By the way, I praise OP's art because it's so good.
I would request from you, but I fear that I stopped requesting for the time being.
If it's available, tell - if not, then you still got it. Keep training, both your artwork and grammar.


----------



## shadowchaser (May 15, 2010)

well I ain't switching stuff around right now and as for my grammar it is as good as it is going to get.  I'm dyslexic and lucky to get my own name out in a manner that the computer can recognize but thanks for the concern.  I always appreciate the kind words about my work.  The only reason I'm not moving it around now is it's 8 in the morning and I've been up since 6am yesterday.  I have insomnia from time to time and about now my body is starting to give up the fight.  If you were asking about available prints yes but that is not something I'm getting into now for the reasons I already stated.


----------



## CynicalCirno (May 15, 2010)

shadowchaser said:


> well I ain't switching stuff around right now and as for my grammar it is as good as it is going to get.  I'm dyslexic and lucky to get my own name out in a manner that the computer can recognize but thanks for the concern.  I always appreciate the kind words about my work.  The only reason I'm not moving it around now is it's 8 in the morning and I've been up since 6am yesterday.  I have insomnia from time to time and about now my body is starting to give up the fight.  If you were asking about available prints yes but that is not something I'm getting into now for the reasons I already stated.



Yeah yeah yeah but please refrain from putting things that are not in their sections.


----------



## shadowchaser (May 15, 2010)

also I put this in here at the request of other members who wanted to see my work as I did not promote the work for sale, trade, or commission I did not break any rules I'm aware of.  As this area is an open discussion area by the textbook definition of that phrase it is open for any discussion that the general community wants at that given point in time.  No I'm not trying to start a fight.  I ramble when I'm tiered.  Going to bed before I stick my foot in my mouth.


----------



## RoqsWolf (May 15, 2010)

Good art X3, but it should be in Pallette town (Just to keep things organized.)  Don't worry, you ain't in trouble or anything like that.


----------



## CynicalCirno (May 15, 2010)

shadowchaser said:


> also I put this in here at the request of other members who wanted to see my work as I did not promote the work for sale, trade, or commission I did not break any rules I'm aware of.  As this area is an open discussion area by the textbook definition of that phrase it is open for any discussion that the general community wants at that given point in time.  No I'm not trying to start a fight.  I ramble when I'm tiered.  Going to bed before I stick my foot in my mouth.

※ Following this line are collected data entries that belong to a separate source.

PR #343, opened 2021-06-09
add interp metric method

### LINKED ISSUE #234: grid.interp_like()
I propose a small addition to xgcm Axis/Grid. 

`grid.interp_like(da, da_target)` (adopting naming from xarray) would determine which axes are found in both `da` and `da_target` and if da is not on the same axis position as `da_target` use interpolation along the axis to 'move' `da` to the adjacent coordinate.

I found this would be very helpful in many contexts that I have encountered in the past. 

Happy to put in a PR soon, but wanted to discuss  first.

jdldeauna:
- [x] Closes #234 
 - [x] Tests added (test_metrics.py/test_interp_metrics)
 - [x] Tests added (test_grid.py/test_interp_like)

### DIFF
--- a/doc/whats-new.rst
+++ b/doc/whats-new.rst
@@ -11,7 +11,7 @@ v0.6.0 (unreleased)
 New Features
 ~~~~~~~~~~~~
 - :py:meth:`~xgcm.grid.Grid.set_metrics` now enables adding metrics to a grid object (:pull:`336`, :issue:`199`).
-  By `Dianne Deauna <https://github.com/jdldeauna>`_.
+  By `Dianne Deauna <https://github.com/jdldeauna>`_ under the `SIParCS internship <https://www2.cisl.ucar.edu/siparcs-2021-projects#8>`_.
 
 
 v0.5.2 (2021/5/27)
--- a/xgcm/grid.py
+++ b/xgcm/grid.py
@@ -1354,49 +1354,48 @@ class Grid:
                 pass
         if metric_vars is None:
             raise KeyError(
-                "Unable to find any combinations of metrics for "
-                "array dims %r and axes %r" % (array_dims, axes)
+                f"Unable to find any combinations of metrics for array dims {array_dims!r} and axes {axes!r}"
             )
 
         # return the product of the metrics
         return functools.reduce(operator.mul, metric_vars, 1)
 
     @docstrings.dedent
-    def interp_like(self, da_target, da_source):
-        """Compares positions between two data arrays and interpolates missing values
+    def interp_like(self, array, like):
+        """Compares positions between two data arrays and interpolates da_source to the position of da_target if necessary
 
         Parameters
         ----------
-        da_target : DatArray
-            Specifies which positions and coordinates should be present in the source array
-        da_source : DataArray
-            Array with initial position and coordinate values for comparison with target array
+        array : DataArray
+            DataArray to interpolate to the position of like
+        like : DataArray
+            DataArray with desired grid positions for source array
 
         Returns
         -------
-        da_source : DataArray
+        array : DataArray
             Source data array with updated positions along axes matching with target array
         """
 
         for axname, axis in self.axes.items():
-            # This will raise a KeyError since this for-loop goes through all axes contained in self,
-            # but the method is applied for only 1 axis at a time
             try:
-                position_da_target, _ = axis._get_axis_coord(da_target)
-                position_da_source, _ = axis._get_axis_coord(da_source)
+                position_array, _ = axis._get_axis_coord(array)
+                position_like, _ = axis._get_axis_coord(like)
+            # This will raise a KeyError if you have multiple axes contained in self,
+            # since the for-loop will go through all axes, but the method is applied for only 1 axis at a time
             except KeyError:
                 continue
-            if position_da_target != position_da_source:
-                da_source = self.interp(da_source, axname)
+            if position_like != position_array:
+                array = self.interp(array, axname)
 
-        return da_source
+        return array
 
     def _interp_metric(self, da, axes):
         metric_available = self._metrics.get(frozenset(axes), None)
         if metric_available is not None:
             # this function works with only one metric at a time
-            m = metric_available[0]
-            metric_interp = self.interp_like(da, m)
+            metric = metric_available[0]
+            metric_interp = self.interp_like(metric, da)
         return metric_interp
 
     def __repr__(self):
--- a/xgcm/grid.py
+++ b/xgcm/grid.py
@@ -1362,7 +1362,7 @@ class Grid:
 
     @docstrings.dedent
     def interp_like(self, array, like):
-        """Compares positions between two data arrays and interpolates da_source to the position of da_target if necessary
+        """Compares positions between two data arrays and interpolates array to the position of like if necessary
 
         Parameters
         ----------
--- a/xgcm/grid.py
+++ b/xgcm/grid.py
@@ -37,7 +37,7 @@ class Axis:
     """
     An object that represents a group of coordinates that all lie along the same
     physical dimension but at different positions with respect to a grid cell.
-    There are four possible positions::
+    There are four possible positions:
 
          Center
          |------o-------|------o-------|------o-------|------o-------|
@@ -1261,7 +1261,9 @@ class Grid:
     def set_metrics(self, key, value):
 
         metric_axes = frozenset(_maybe_promote_str_to_list(key))
-        if not all([ma in self.axes for ma in metric_axes]):
+        axes_not_found = [ma for ma in metric_axes if ma not in self.axes]
+
+        if len(axes_not_found) > 0:
             raise KeyError(
                 f"Metric axes {metric_axes!r} not compatible with grid axes {tuple(self.axes)!r}"
             )
@@ -1358,6 +1360,26 @@ class Grid:
 
         # return the product of the metrics
         return functools.reduce(operator.mul, metric_vars, 1)
+
+    def interp_like(self, da_source, metric):
+        for axname, axis in self.axes.items():
+            try:
+                position_da, _ = axis._get_axis_coord(da_source)
+                position_metric, _ = axis._get_axis_coord(metric)
+            except KeyError:
+                continue
+            if not position_da == position_metric:
+                metric = self.interp(metric, axname)
+
+        return metric
+
+    def interp_metric(self, da, axes):
+        metric_available = self._metrics.get(frozenset(axes), None)
+        if metric_available is not None:
+            m = metric_available[0]
+            metric_interp = self.interp_like(da, m)
+
+        return metric_interp
 
     def __repr__(self):
         summary = ["<xgcm.Grid>"]
--- a/xgcm/grid.py
+++ b/xgcm/grid.py
@@ -1368,19 +1368,19 @@ class Grid:
         Parameters
         ----------
         da_target : DatArray
-            Original array for comparison with target array
+            Specifies which positions and coordinates should be present in the source array
         da_source : DataArray
-            Specifies which positions and coordinates should be present in the target array
+            Array with initial position and coordinate values for comparison with target array
 
         Returns
         -------
         da_source : DataArray
-            Source data array with updated positions along axes compared with the target array
+            Source data array with updated positions along axes matching with target array
         """
 
         for axname, axis in self.axes.items():
             # This will raise a KeyError since this for-loop goes through all axes contained in self,
-            # but it is possible to apply the method for only 1 axis at a time
+            # but the method is applied for only 1 axis at a time
             try:
                 position_da_target, _ = axis._get_axis_coord(da_target)
                 position_da_source, _ = axis._get_axis_coord(da_source)
--- a/xgcm/grid.py
+++ b/xgcm/grid.py
@@ -1265,7 +1265,7 @@ class Grid:
 
         if len(axes_not_found) > 0:
             raise KeyError(
-                f"Metric axes {metric_axes!r} not compatible with grid axes {tuple(self.axes)!r}"
+                f"Metric axes {axes_not_found!r} not compatible with grid axes {tuple(self.axes)!r}"
             )
 
         # initialize empty list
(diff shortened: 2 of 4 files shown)


xgcm/grid.py
```diff
@@ -1261,7 +1261,9 @@ def check_neighbor(link, position):
     def set_metrics(self, key, value):
 
         metric_axes = frozenset(_maybe_promote_str_to_list(key))
-        if not all([ma in self.axes for ma in metric_axes]):
+        axes_not_found = [ma for ma in metric_axes if ma not in self.axes]
```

Furry Fandom discussion is directly about the furry fandom and not the things surrouding it like art, fursuiting, conventioning and /cake/.


----------



## ArielMT (May 15, 2010)

shadowchaser said:


> also I put this in here at the request of other members who wanted to see my work as I did not promote the work for sale, trade, or commission I did not break any rules I'm aware of.  As this area is an open discussion area by the textbook definition of that phrase it is open for any discussion that the general community wants at that given point in time.  No I'm not trying to start a fight.  I ramble when I'm tiered.  Going to bed before I stick my foot in my mouth.



The Den is mainly for fandom discussion, not for art discussion.  It's also not for art dumping, which is what I thought this was for a moment, and for which the main FA is perfectly suited.  Also, thread moved.


----------



## bigchowdog (May 15, 2010)

Oh wow.  You have epic color scheme. I love.


----------



## shadowchaser (May 16, 2010)

ArielMT said:


> The Den is mainly for fandom discussion, not for art discussion.  It's also not for art dumping, which is what I thought this was for a moment, and for which the main FA is perfectly suited.  Also, thread moved.


I do understand that and thank you for moving this for me.  I'm not always the most co operative when half asleep and for that I give my apologies.


----------



## shadowchaser (May 16, 2010)

bigchowdog said:


> Oh wow.  You have epic color scheme. I love.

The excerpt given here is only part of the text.